The information in a stellar spectrum, classifying stars by spectral type and colour, and sketching and reading the Hertzsprung-Russell diagram.

What this dot point is asking

Edexcel statements 13.4 to 13.8 and 13.13 want you to understand what information a stellar spectrum gives (composition, temperature, radial velocity), how stars are classified by spectral type, how colour and spectral type relate to surface temperature, how to sketch a Hertzsprung-Russell diagram with labelled axes and key positions, how a star's life cycle relates to its position on it, and how it can be used to find distances.

Information from a stellar spectrum

Spectroscopy is how we learn about stars without visiting them: the absorption lines act as a fingerprint of the elements and a thermometer of the surface, and their wavelength shift measures the star's motion along the line of sight. These three outcomes (composition, temperature, radial velocity) are exactly statement 13.4 and a reliable list question.

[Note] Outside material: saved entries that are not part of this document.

PR #2152, opened 2022-12-06
feat: allow displaying of custom stripe prices

e-schneid:
This continues to only allow the _selection_ of a standard plan, but if a user is associated with a non-standard plan in Stripe we will now return this data (specifically tier information and metadata) to the UI in order to populate custom cards.  This will be necessary as we migrate early adopters to custom plans as well as for custom plan functionality in general.

image

This also includes an API change to ensure that all of our users have at least a subscription to the Free tier.  We want to migrate away from modeling early adopters as users without a subscription and instead explicitly put them into a tier.

Update UIs
See [here](https://www.notion.so/UIs-for-custom-plans-post-migration-df237239d19049e999e2284478ed372d)

- [x] Handle description metadata from Stripe
- [x] Include Stripe metadata to prevent selecting other plans in the UI
- [x] Add "View your plan details here." text

### DIFF
--- a/packages/api/src/utils/billing-types.ts
+++ b/packages/api/src/utils/billing-types.ts
@@ -66,7 +66,8 @@ export interface PriceTier {
 
 export interface CustomStoragePrice {
   id: string;
-  bandwidth?: string;
+  // Monthly bandwidth in GiB
+  bandwidth?: number;
   label: string;
   // True if price is prioritized.  It could be used to disable selection of alternative prices.
   isPreferred: boolean;
--- a/packages/api/src/utils/billing-types.ts
+++ b/packages/api/src/utils/billing-types.ts
@@ -59,7 +59,22 @@ export interface CustomersService {
 
 export type StoragePriceName = 'free' | 'lite' | 'pro'
 
-export type StoragePrice = StoragePriceName | Pick<Stripe.Response<Stripe.Price>, 'id'|'metadata'|'tiers'>
+export interface PriceTier {
+  flatAmount: number | null;
+  unitAmount: number | null;
+  upTo: number | null;
+}
+
+export interface CustomStoragePrice {
+  id: string;
+  bandwidth?: string;
+  label: string;
+  isPreferred: boolean;
+  description?: string;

Spectral type, colour and temperature

The colour-temperature link is intuitive once you recall that hotter objects glow bluer and cooler objects redder (as with a heated metal). This lets astronomers read a star's temperature straight from its colour or spectral type, which is one axis of the HR diagram. The Sun, a yellow star, sits in the middle of the temperature range.

The Hertzsprung-Russell diagram

The HR diagram is the single most important diagram of the topic, and statement 13.7 asks you to sketch it with labelled axes and the positions of the main sequence, the Sun (on the main sequence), giants, supergiants and white dwarfs. The reversed temperature axis (hot on the left) is a defining feature and an easy mark to lose. Where a star sits reflects its temperature and luminosity, and hence its stage of life.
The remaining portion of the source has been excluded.